__PROBLEM DETAILS__. Among the lines below, copy exactly those from the one with "Every time ngIf, ngClass, ngRepeat, ..." through the one with "Shouldn't be on 2.1?", counting both ends.

Top of THE RECORDS

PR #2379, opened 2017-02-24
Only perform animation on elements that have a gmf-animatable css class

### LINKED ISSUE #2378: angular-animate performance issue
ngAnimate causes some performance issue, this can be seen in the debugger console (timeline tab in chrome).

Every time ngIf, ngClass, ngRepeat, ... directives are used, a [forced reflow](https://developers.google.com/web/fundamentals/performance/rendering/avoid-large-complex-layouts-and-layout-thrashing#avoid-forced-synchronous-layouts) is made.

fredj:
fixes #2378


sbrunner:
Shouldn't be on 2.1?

Bottom of THE RECORDS
Top of THE RECORDS

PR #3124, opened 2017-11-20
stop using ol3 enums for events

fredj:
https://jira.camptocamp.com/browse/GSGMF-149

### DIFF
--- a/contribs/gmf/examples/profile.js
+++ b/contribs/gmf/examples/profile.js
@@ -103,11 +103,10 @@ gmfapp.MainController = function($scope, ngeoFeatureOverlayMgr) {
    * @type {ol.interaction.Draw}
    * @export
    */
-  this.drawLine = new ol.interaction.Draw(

Bottom of THE RECORDS
Top of THE RECORDS

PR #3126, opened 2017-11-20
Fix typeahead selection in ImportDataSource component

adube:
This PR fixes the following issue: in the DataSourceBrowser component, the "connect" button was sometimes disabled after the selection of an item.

Bottom of THE RECORDS

__EXERCISE RESULT__.
Every time ngIf, ngClass, ngRepeat, ... directives are used, a [forced reflow](https://developers.google.com/web/fundamentals/performance/rendering/avoid-large-complex-layouts-and-layout-thrashing#avoid-forced-synchronous-layouts) is made.

fredj:
fixes #2378


sbrunner:
Shouldn't be on 2.1?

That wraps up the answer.